Papà Jack è uno scorbutico giocattolaio, capace di creare giochi meravigliosi, quasi magici, capaci di appassionare i bambini di ogni generazione e che vedono nell’emporio un luogo fantastico in cui trascorrere le giornate invernali.

E fin qui The Toy Makers ha tutta l’aria di un romanzo innocuo: Cathy viene accolta, assistiamo alla creazione di giochi stupendi da parte di Papà Jack, ma anche dei suoi figli, Kaspar e Emil, entrambi desiderosi di contribuire all’attività di famiglia.

La realtà si insinua però in questa atmosfera idilliaca: un po’ i ricordi della guerra in Russia e l’emigrazione verso l’Inghilterra, poi l’inizio della prima guerra mondiale e i traumi dei soldati, fino alle dissidie familiari dovute a gelosia e risentimento; e quanta realtà è necessaria per disgregare la magia dell’emporio?
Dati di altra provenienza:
PR #559, opened 2014-07-02
Show hot topics and recently added votes on MP page

### LINKED ISSUE #453: No way to select further details of votes on touch devices
Section needs some design attention on mobile as well, probably

zarino:
A two-column display of "hot topics" and "recent votes" as defined in [Policies.php](https://github.com/mysociety/theyworkforyou/blob/551-voting-summary/classes/Policies.php#L101)

summary

votes

This pull request also includes some refactoring of the vote / "dream_details" button which links each vote description to PublicWhip. And it fixes #453 by always showing the source links, even before hover.

Right now, votes are shown *without* the little green / red / orange dot to signify for / against / mixed. We'll need **developer help** to pass the right variables through to the template, at which point the dots can be revealed by adding a class of `vote-description__{for,against,mix}` to each `<li>` as applicable.

Commit https://github.com/mysociety/theyworkforyou/commit/3e3caf3bd3762183d16987209754091719928d4c replaces the "external link" icons on the main MP profile page with little iOS-esque arrows. I'm not convinced it works as well. I'll revisit later.


tmtmtmtm:
Most of this seems to have been obsoleted by other work on this page. Is there anything from here we should salvage?

zarino:
> Is there anything from here we should salvage?

@tmtmtmtm: Not from a design perspective.

struan:
I don't think so, no.

PR #643, opened 2014-08-11
Refactoring 1: Autoloading (Utilities)

jacksonj04:
This PR includes changes which move various 'utility' functions from scripts which are `include`d to using autoloaded classes and static methods. A further PR will move existing classes to autoloadable namespaces and remove additional inclusions.

--

Move classes and supporting functions which are currently being made available using `include`, `require` and their variants into classes which are discoverable by the Composer autoloader (using the [PSR-4 autoloader specification](http://www.php-fig.org/psr/psr-4/)). These classes will only be loaded when actually required.

Also, where sensible to do so, breaks documentation out of top-of-file comments and into per-function docblocks which can be parsed by [phpDocumentor](http://www.phpdoc.org/) to produce HTML documentation on TheyWorkForYou internals. If you fancy trying this, run `/vendor/bin/phpdoc` and check out the contents of the [theyworkforyou.dev/docs](http://theyworkforyou.dev/docs) folder (assuming you're under Vagrant).

#### Wait, isn't this just a lot of unnecessary change for the sake of change?

No – at the moment there are loads of functions and classes which are sat in files throughout the TWFY folder structure. These are only made available to the code if the file is explicitly included,which can lead to exciting maintainability problems since it's not clear where any piece of functionality has actually arisen.

With autoloading, all classes are kept in a single location (specifically in this case the `classes` folder) organised based on their namespace. You can easily work out exactly where every single class originates, and since utility functions have been moved into static functions it's equally simple to figure out which file a function comes from without having to grep through the codebase.

##### Okay, so why all the new namespacing and case changes?

Moving the classes into their own `MySociety\TheyWorkForYou` namespace isn't essential, but does mean that all the classes are neatly encapsulated away from [other things](https://packagist.org/) which we may (or may not) choose to use in the future, such as routing layers or database abstraction.

The case changes also mean that the code is more compliant with [PSR-1](http://www.php-fig.org/psr/psr-1/) (because we like coding standards).

#### Will this change how things behave?

No. There should be no functional changes in the site at all, and if there are any then this refactoring hasn't gone at all as planned.

##### If it doesn't have any actual changes, why bother?

Although there aren't any user-facing changes, or any functional changes which make things better from an application standpoint or fix bugs, the overall quality and robustness of TheyWorkForYou's code will improve. By organising classes in a consistent and coherent manner it's also easier for developers to find things.

##### If there are no functional changes, why does Scrutinizer report changes in code quality and coverage?

Moving things like utility functions into classes and away from includes exposes them to analysis tools, which can then be profiled and which may cause changes in coverage and code quality.

#### Will this slow things down?

[No](https://athos.blogs.balabit.com/2011/03/php-autoload-performance/). It might even speed things up since we won't be loading a lot of functionality which is never used, and the optimised autoloader (which is generated on production) is crazy fast.

#### Why wasn't TheyWorkForYou written like this to start with? There must be a good reason!

When TheyWorkForYou was written PHP didn't support proper OOP, namespaces or autoloading. It now does, and we've dropped support (as of 0dcdd86b488d3b75ebb14f64b8fd316b03c63746) for anything below PHP 5.4, so there's no reason to not tidy up the codebase, be more ready for future work and make our code analysis tools happy whilst we're at it.

#### There are loads of build failures! I can't merge this!

The failures are coming from Scrutinizer, not Travis, so the build is passing all the unit tests. The failures are because 'new' elements are becoming visible to the analysis as they are moved into classes, or moved to different classes. Since some of these fall below our entirely arbitrary 'new code' quality threshold (currently a 'D' in Scrutinizer) the build is being failed.

Improving these elements is a Good Thing™, and should be done eventually, but is outside the scope of this refactoring. The work moving code into classes will, however, make future analysis more useful in determining which code is in need of improvement.


www/docs/video/next.php
```diff
@@ -50,7 +49,7 @@
                 order by hpos desc limit 1");
             $adate = $q->field(0, 'adate');
             $atime = $q->field(0, 'atime');
-            $videodb = video_db_connect();
+            $videodb = \MySociety\TheyWorkForYou\Utility\Video::dbConnect();
             if ($videodb) {
                 $video = video_from_timestamp($videodb, $adate, $atime);
```
dracos: This call has not been fixed.

classes/Utility/Alert.php
```diff
@@ -0,0 +1,108 @@
...
+/**
+ * Alert Utilities
+ *
+ * Utility functions related to alerts
+ */
+
+class Alert
+{
+
+    public static function confirmationAdvert($details) {
```
dracos: Doesn't look like this is used anywhere any more.

classes/Utility/Calendar.php
```diff
@@ -0,0 +1,116 @@
...
+        $db = new \ParlDB();
+
+        $q = $db->query("SELECT * FROM future
+            LEFT JOIN future_people ON future.id = future_people.calendar_id AND witness = 0
+            WHERE event_date = '$date'
+            AND deleted = 0
+            ORDER BY chamber, pos");
+
+        if (!$q->rows()) {
+            if ($date >= date('Y-m-d'))
```
dracos: Good to get some brackets here.

www/docs/mp/index.php
```diff
@@ -556,9 +555,9 @@ function get_mp_by_constituency($constituency) {
 function get_regional_by_user_postcode($pc, $page) {
     global $this_page;
     $this_page = "your$page";
-    if ($page == 'msp' && postcode_is_scottish($pc)) {
+    if ($page == 'msp' && \MySociety\TheyWorkForYou\Utility\Postcode::postcodeIsScottish($pc)) {
         regional_list($pc, 'SPC', $page);
-    } elseif ($page == 'mla' && postcode_is_ni($pc)) {
+    } elseif ($page == 'mla' && \MySociety\TheyWorkForYou\Utility\Postcode::postcodeIsScottish($pc)) {
```
dracos: This is the wrong function.

www/docs/api/api_getConstituency.php
```diff
@@ -29,7 +29,7 @@ function api_getConstituency_postcode($pc) {
         return;
     }
 
-    $constituency = postcode_to_constituency($pc, true);
+    $constituency = MySociety\TheyWorkForYou\Utility\Postcode::postcodeToConstituency($pc);
```
dracos: This function has lost its second argument.

www/docs/api/api_getPerson.php
```diff
@@ -110,11 +110,11 @@ function api_getPerson_postcode($pc, $house) {
         $types = array('SPC', 'SPE');
     }
     if (validate_postcode($pc)) {
-        $constituencies = postcode_to_constituencies($pc, true);
+        $constituencies = MySociety\TheyWorkForYou\Utility\Postcode::postcodeToConstituencies($pc);
```
dracos: Ditto loss of second argument.

dracos:
A little bit concerning that it appears the function name changes weren't done with global search and replace (as I can't see how the Scottish/NI thing could have happened if it had :) ), so I hope I haven't missed any more changes like that. A few minor things to fix, otherwise okay :)

PR #725, opened 2014-12-11
Ignore additional structural tags in regmem XML

andylolz:
This update will parse the regmem XML structure currently output by parlparse, as well as the modified structure proposed in mysociety/parlparse#10.

### DIFF
--- a/scripts/mpinfoin.pl
+++ b/scripts/mpinfoin.pl
@@ -383,8 +383,7 @@ sub loadregmeminfo
                 $htmlcontent .= '<div class="regmemcategory">';
                 $htmlcontent .= $category->att("type") . ". " . $category->att("name");
                 $htmlcontent .= "</div>\n";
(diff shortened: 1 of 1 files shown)


dracos:
I would be happy for this to actually do something with the new structure! :) Put them in a wrapper div, that can then be styled?

andylolz:
Hi Matthew! I have a question about this one (sorry!) Do you think you’l retrospectively update the old XML that drives TheyWorkForYou, so it all has the new structure? (That would be awesome.) If so, it probably makes adding divs here a bit easier.

dracos:
Hmm, it seems doubtful anyone is relying on them, so I don't see why not. They can always regenerate them old style if need be anyway.

struan:
Closed in a925b88f14e106395cc90cdcf53996d30c59bf2a

PR #743, opened 2015-02-04
Fix missing bracket in MP URL SQL

### LINKED ISSUE #739: Can't edit MP's links
As a superuser I have the authorisation to add homepage links for MPs, but I've just tried changing Mark Tami's URL to http://www.marktami.co.uk/ (at his request) and it has had no effect.

struan:
End bracket from INSERT statement was missing causing it to fail.

Fixes #739


dracos:
:+1:

Issue #81, opened 2011-06-06
More sharing options


dracos:
"If you're reading a speech, a way of sharing that particular speech (or the whole debate) with Twitter, Facebook, etc would be good. Needs thought on how to do well."

MyfanwyNixon:
Let's prioritise this! Along with #1124, this feels like a way we could get massively more shares and visits to the site, thus expanding the number of people who have heard of us and expanding out of the network of people who already know about TWFY.

It's 2016, more and more people have flocked to the welcoming arms of Facebook, politics has gone bananas, and everyone wants a quick way to share a debate and an MP's voting record.

dracos:
For debates, the "select some text and it pops up a share box" seems to be more common nowadays (e.g. Guardian, Daily Mail, Medium), that could be a way to help with debate pages? I know how to use my browser's share button for a whole page, I don't know how common that is.

MyfanwyNixon:
My browser has a share button?

(I know Safari on mobile does but I've not noticed one on Firefox). 

That aside I think the text select/share would be nice, if discoverable. It's like a helping hand for anyone who has started on the weary path of copying and pasting into FB, I guess. It wouldn't capture the people who might already have decided that C+P is too much effort...

PR #755, opened 2015-02-13
retain search term over multiple redirects

### LINKED ISSUE #754: Retain search highlighting through a redirect
@EdwardBetts: “This URL:
http://www.theyworkforyou.com/debates/?id=2015-02-10a.596.1&s=Facebook#g597.4
redirects to this URL:
http://www.theyworkforyou.com/debates/?id=2015-02-10c.596.1#g597.4
It should be possible to keep the highlight parameter from the first URL (s=Facebook) during the redirection.”

struan:
if the link from the search page, or more realistically an email goes
through more than one level of redirect then the search term is lost
from it. Check if it's present and add it back in to the redirect.

Note that we will always lose and anchor part of the URL in this process
as that's all dealt with purely client side and never supplied to the
server.

Fixes #754

### DIFF
--- a/classes/SectionView/SectionView.php
+++ b/classes/SectionView/SectionView.php
@@ -97,6 +97,11 @@ class SectionView {
             } else {
                 $URL->insert( array('id'=>$e->getMessage()) );
             }
+            # put the search term back in so highlighting works.
+            # NB: as we don't see the # part of the URL we lose this :(
+            if ( $args['s'] !== '' ) {
+                $URL->insert( array('s'=>$args['s']) );
+            }
             redirect($URL->generate('none'));
         }
 


classes/SectionView/SectionView.php
```diff
@@ -97,6 +97,11 @@ protected function display_section_or_speech($args = array()) {
             } else {
                 $URL->insert( array('id'=>$e->getMessage()) );
             }
+            # put the search term back in so highlighting works.
+            # NB: as we don't see the # part of the URL we lose this :(
+            if ( isset($args['s']) && $args['s'] !== '' ) {
```
dracos: I think going by line #81, `s` will always be set, so this can just be the second half statement.

classes/SectionView/SectionView.php
```diff
@@ -97,6 +97,11 @@ protected function display_section_or_speech($args = array()) {
...
+                $URL->insert( array('s'=>$args['s']) );
```
dracos: Bit more spacing around the `=>` maybe?  see it matches elsewhere.

dracos:
:+1:

PR #757, opened 2015-02-16
Hansard citations no longer hidden, closes #752

### LINKED ISSUE #752: CSS-hidden Hansard references in debates cause jitter
I note that in the redesigned debate pages the Hansard uses CSS to change on hover. 

(Personally I don't see why they should be hidden, as they're already de-empahsised in the styling, and the use of hover implies a desktop-centric design.)

Since the hidden block is on a new line, and not inline with the hover, you get an odd jitter effect if you scroll down the page with a cursor on the screen - as you pass over each hover hotspot the next debate entry slides down, and then back up, to accommodate it.

wrightmartin:


struan:
Looks good.

dracos:
Merged as 6b23ae8

PR #762, opened 2015-02-19
Import voter lists for Lords as well as Commons.

dracos:


struan:
Looks fine to me. Only small thing is when I run it you end up with 

    B. [Teller] Butler-Sloss (teller)

for the teller names in the Lords which might be nice to tidy up.

Issue #105, opened 2011-12-09
Easy way to get statistics


abimysoc:
We quite often need statistics to give to people like funders.  Struan built a kick-ass awesome stats feature in the admin interface for FMS which means it takes seconds for me to extract the numbers myself.  We should build one for TWFY as well.

struan:
There is a very basic version of this now in the admin.

PR #769, opened 2015-02-27
add a reporting stats page to admin pages

struan:
tracks monthly signups so devs don't have to rootle this out the DB.

Start of #105


jacksonj04:
Assuming Scrutinizer comes back clean, :+1:

Issue #773, opened 2015-03-03
Design and implement page for displaying policy votes


struan:
This is a page to display the individual votes that make up a policy.

The initial version will display all the voted associated with a policy in date order, most recent first, for an MP showing how they voted ( yes, no or absent ).
Later versions should initially only show strong votes by default with an option to show all votes.
If no policy is specified it will show all policies with the votes for each one.
It will be part of the MP page with a new tab and also linked to from the more details button of individual policies.

See #576 for some discussion on this.

TomSteinberg:
So the MVP for an MP page is

1 - Hero image
2 - Repetition of the policy name
3 - Repetition of this MPs position on the policy
4 - Description of what the policy means
5 - One row for each vote inside the policy, using Richard's hand written 'aye' and 'nay' text
6 - Each vote links to debate where vote happened

zarino:
Pull request for this, so far today, here: https://github.com/mysociety/theyworkforyou/pull/781

It doesn't yet have the "Do you agree" button. And there are a few unanswered questions, which I've outlined in the pull request.

struan:
Things stil to decide/do:

How to handle tellers.
How to display strong/not strong votes.
Images etc for all the policies.
Default image for a policy.

PR #781, opened 2015-03-04
Example markup and styling for voting policy page

zarino:
This one’s for @struan.

I’ve used some hard-coded data at the top of `www/includes/templates/html/mp/divisions.php` as you’ll see.

Other things to note:

* We should handle the case where the policy (eg: "Hunting Ban") has no hero image, or no summary description, etc. Apart from assigning a generic hero image, this PR does nothing to handle this situation.
* We should handle the case where we have no "human" summary for an individual vote. Maybe something like "[MP name] voted “[aye/no]” in [vote title]"?
* We should handle the case where the MP was absent. Perhaps something like "[MP name] was absent for the vote on [vote title]"?

I'm also undecided on:

* Whether we should differentiate between what PublicWhip called "strong" votes and all the other votes. The screenshot below shows them smaller and greyed out, but I wonder whether a) it looks a bit weird when they're different with no explanation why, and b) people really won't care. Thoughts @wrightmartin @struan @dracos?
* The links to "Show full debate" – from what I can tell, the full debate is often [a page like this](http://www.theyworkforyou.com/debates/?id=2002-03-18.136.2), which isn't very useful for the casual browser. Am I wrong, and stub pages like that are the exception?

Here's how it looks:

hunting-ban

Part of #773.


dracos:
On the last point, I imagine it should be possible to link to the whole debate page (e.g. http://www.theyworkforyou.com/debates/?id=2002-03-18.136.0#g136.2 in this case, with or without the hash reference) which is a bit better (or if we could do the previous speech to have the what they're voting on bit). Modern imports will have a full list of voters there instead of just that line, but lots of them will be that line, yes.

On weak/strong, I think the strong ones should have some sort of label, perhaps just with a key at the bottom saying these votes have been given more weight in the policy calculation?

wrightmartin:
Regarding the weights of votes I was going to say similar to @dracos, it's more interesting that a vote is strong, rather than weak, so the label (icon, indicator, whatever) should be on the strong votes. 

In it's current design the weak votes could be mistaken children of the strong votes, which isn't the case.

PR #783, opened 2015-03-09
Stop regular expression segfault.

dracos:
The previous regular expression could easily run out of stack space when
run on something with a large number of HTML elements. The new one is a)
simpler, b) explained, and c) possessive, so hopefully won't use any.

### DIFF
--- a/www/includes/wikipedia.php
+++ b/www/includes/wikipedia.php
@@ -90,11 +90,19 @@ function wikipedize($source) {
         continue 2;
     }
 
-    # Go ahead
     twfy_debug("WIKIPEDIA", "Matched '$phrase'");
     # 1 means only replace one match for phrase per paragraph
-    # The regex here ensures that the phrase is only matched if it's not already within <a> tags, preventing double-linking. Kudos to http://stackoverflow.com/questions/7798829/php-regular-expression-to-match-keyword-outside-html-tag-a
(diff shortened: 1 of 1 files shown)


www/includes/wikipedia.php
```diff
@@ -90,11 +90,19 @@ function wikipedize($source) {
...
 
-    # Go ahead
     twfy_debug("WIKIPEDIA", "Matched '$phrase'");
     # 1 means only replace one match for phrase per paragraph
-    # The regex here ensures that the phrase is only matched if it's not already within <a> tags, preventing double-linking. Kudos to http://stackoverflow.com/questions/7798829/php-regular-expression-to-match-keyword-outside-html-tag-a
-    $source = preg_replace ('/\b(' . $phrase . ')\b(?!(?>[^<]*(?:<(?!\/?a\b)[^<]*)*)<\/a>)/', "<a href=\"http://en.wikipedia.org/wiki/$wikistring\">\\1</a>", $source, 1);
+    $source = preg_replace ('{
+    \b(' . $phrase . ')\b    # Match the phrase itself
+    (?!                      # Match as long as the following does *not* apply:
+        (                    #   Match, possessively, as many strings of:
```
struan: not sure if it makes any difference but I might make this (?: just to be clear we're not capturing it.

dracos: Ooh yes, I thought it was (I think it's because it used to be a `?>` and I removed that in preference of possessiveness).

struan:
Other than small comment about capturing looks fine to me.

PR #786, opened 2015-03-11
Tidy member class file

jacksonj04:
As part of Nick's ongoing quest of teeny tiny bits of code embetterment:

Ho impiegato diversi giorni per decidere che The Toy Makers mi è piaciuto moltissimo: il libro prende pieghe e risvolti drammatici inaspettati; l’apparente leggerezza del contesto (i giochi magici, tra cui gli obbedienti soldatini di Emil) ha implicazioni più profonde, in parte determinate anche dall’evoluzione del mondo “esterno” all’emporio.

Ringrazio l’editore per avermi fornito la copia necessaria per scrivere questa recensione.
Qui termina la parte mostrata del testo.